SUPPLIED MATERIAL:
· · · · · · ·

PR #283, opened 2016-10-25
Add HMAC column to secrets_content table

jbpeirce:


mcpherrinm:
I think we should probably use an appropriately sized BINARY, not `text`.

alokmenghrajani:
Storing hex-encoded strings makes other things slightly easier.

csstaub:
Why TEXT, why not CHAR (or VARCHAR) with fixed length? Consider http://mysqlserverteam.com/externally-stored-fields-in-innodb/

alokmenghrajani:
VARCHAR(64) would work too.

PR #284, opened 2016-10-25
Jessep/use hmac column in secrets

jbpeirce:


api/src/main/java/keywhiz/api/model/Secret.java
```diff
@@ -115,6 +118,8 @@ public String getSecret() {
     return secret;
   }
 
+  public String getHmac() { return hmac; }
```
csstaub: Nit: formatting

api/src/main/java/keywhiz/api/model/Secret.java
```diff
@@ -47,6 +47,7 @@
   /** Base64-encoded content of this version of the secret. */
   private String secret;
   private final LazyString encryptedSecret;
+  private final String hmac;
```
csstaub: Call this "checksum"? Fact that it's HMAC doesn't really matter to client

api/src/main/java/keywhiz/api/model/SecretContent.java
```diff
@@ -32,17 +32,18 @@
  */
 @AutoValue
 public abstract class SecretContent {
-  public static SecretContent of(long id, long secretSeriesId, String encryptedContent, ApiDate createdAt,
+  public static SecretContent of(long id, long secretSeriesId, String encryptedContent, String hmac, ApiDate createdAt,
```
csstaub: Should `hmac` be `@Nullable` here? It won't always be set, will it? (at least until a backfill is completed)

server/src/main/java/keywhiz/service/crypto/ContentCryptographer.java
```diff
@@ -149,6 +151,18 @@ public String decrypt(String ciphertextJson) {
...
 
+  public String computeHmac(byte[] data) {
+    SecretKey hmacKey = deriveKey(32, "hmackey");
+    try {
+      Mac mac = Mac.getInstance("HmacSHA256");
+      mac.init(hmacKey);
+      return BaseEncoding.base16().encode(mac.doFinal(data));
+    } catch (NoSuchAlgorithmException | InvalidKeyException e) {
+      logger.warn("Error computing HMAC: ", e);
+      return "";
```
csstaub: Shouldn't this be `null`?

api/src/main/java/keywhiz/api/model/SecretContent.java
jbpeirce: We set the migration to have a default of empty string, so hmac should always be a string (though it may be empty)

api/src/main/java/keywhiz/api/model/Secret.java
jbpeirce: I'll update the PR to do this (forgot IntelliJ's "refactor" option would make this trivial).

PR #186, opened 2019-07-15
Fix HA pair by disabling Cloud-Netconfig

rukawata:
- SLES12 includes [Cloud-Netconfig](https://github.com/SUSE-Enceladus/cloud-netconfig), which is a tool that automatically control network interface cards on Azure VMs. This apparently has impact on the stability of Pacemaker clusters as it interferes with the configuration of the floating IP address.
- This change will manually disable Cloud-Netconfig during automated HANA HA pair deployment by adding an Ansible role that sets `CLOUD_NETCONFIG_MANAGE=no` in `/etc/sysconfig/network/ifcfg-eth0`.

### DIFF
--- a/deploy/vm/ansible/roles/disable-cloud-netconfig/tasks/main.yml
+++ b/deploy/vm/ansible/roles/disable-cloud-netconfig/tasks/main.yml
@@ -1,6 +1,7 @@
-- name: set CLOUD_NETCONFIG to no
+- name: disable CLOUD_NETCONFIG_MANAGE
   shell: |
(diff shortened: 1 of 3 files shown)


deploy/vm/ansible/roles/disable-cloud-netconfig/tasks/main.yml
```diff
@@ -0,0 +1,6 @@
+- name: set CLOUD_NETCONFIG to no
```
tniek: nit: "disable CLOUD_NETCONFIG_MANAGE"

· · · · · · ·

REQUIRED ACTION: Please output the complete set of records above without any alteration.

ANSWER TO THIS PROBLEM:
PR #283, opened 2016-10-25
Add HMAC column to secrets_content table

jbpeirce:


mcpherrinm:
I think we should probably use an appropriately sized BINARY, not `text`.

alokmenghrajani:
Storing hex-encoded strings makes other things slightly easier.

csstaub:
Why TEXT, why not CHAR (or VARCHAR) with fixed length? Consider http://mysqlserverteam.com/externally-stored-fields-in-innodb/

alokmenghrajani:
VARCHAR(64) would work too.

PR #284, opened 2016-10-25
Jessep/use hmac column in secrets

jbpeirce:


api/src/main/java/keywhiz/api/model/Secret.java
```diff
@@ -115,6 +118,8 @@ public String getSecret() {
     return secret;
   }
 
+  public String getHmac() { return hmac; }
```
csstaub: Nit: formatting

api/src/main/java/keywhiz/api/model/Secret.java
```diff
@@ -47,6 +47,7 @@
   /** Base64-encoded content of this version of the secret. */
   private String secret;
   private final LazyString encryptedSecret;
+  private final String hmac;
```
csstaub: Call this "checksum"? Fact that it's HMAC doesn't really matter to client

api/src/main/java/keywhiz/api/model/SecretContent.java
```diff
@@ -32,17 +32,18 @@
  */
 @AutoValue
 public abstract class SecretContent {
-  public static SecretContent of(long id, long secretSeriesId, String encryptedContent, ApiDate createdAt,
+  public static SecretContent of(long id, long secretSeriesId, String encryptedContent, String hmac, ApiDate createdAt,
```
csstaub: Should `hmac` be `@Nullable` here? It won't always be set, will it? (at least until a backfill is completed)

server/src/main/java/keywhiz/service/crypto/ContentCryptographer.java
```diff
@@ -149,6 +151,18 @@ public String decrypt(String ciphertextJson) {
...
 
+  public String computeHmac(byte[] data) {
+    SecretKey hmacKey = deriveKey(32, "hmackey");
+    try {
+      Mac mac = Mac.getInstance("HmacSHA256");
+      mac.init(hmacKey);
+      return BaseEncoding.base16().encode(mac.doFinal(data));
+    } catch (NoSuchAlgorithmException | InvalidKeyException e) {
+      logger.warn("Error computing HMAC: ", e);
+      return "";
```
csstaub: Shouldn't this be `null`?

api/src/main/java/keywhiz/api/model/SecretContent.java
jbpeirce: We set the migration to have a default of empty string, so hmac should always be a string (though it may be empty)

api/src/main/java/keywhiz/api/model/Secret.java
jbpeirce: I'll update the PR to do this (forgot IntelliJ's "refactor" option would make this trivial).

PR #186, opened 2019-07-15
Fix HA pair by disabling Cloud-Netconfig

rukawata:
- SLES12 includes [Cloud-Netconfig](https://github.com/SUSE-Enceladus/cloud-netconfig), which is a tool that automatically control network interface cards on Azure VMs. This apparently has impact on the stability of Pacemaker clusters as it interferes with the configuration of the floating IP address.
- This change will manually disable Cloud-Netconfig during automated HANA HA pair deployment by adding an Ansible role that sets `CLOUD_NETCONFIG_MANAGE=no` in `/etc/sysconfig/network/ifcfg-eth0`.

### DIFF
--- a/deploy/vm/ansible/roles/disable-cloud-netconfig/tasks/main.yml
+++ b/deploy/vm/ansible/roles/disable-cloud-netconfig/tasks/main.yml
@@ -1,6 +1,7 @@
-- name: set CLOUD_NETCONFIG to no
+- name: disable CLOUD_NETCONFIG_MANAGE
   shell: |
(diff shortened: 1 of 3 files shown)


deploy/vm/ansible/roles/disable-cloud-netconfig/tasks/main.yml
```diff
@@ -0,0 +1,6 @@
+- name: set CLOUD_NETCONFIG to no
```
tniek: nit: "disable CLOUD_NETCONFIG_MANAGE"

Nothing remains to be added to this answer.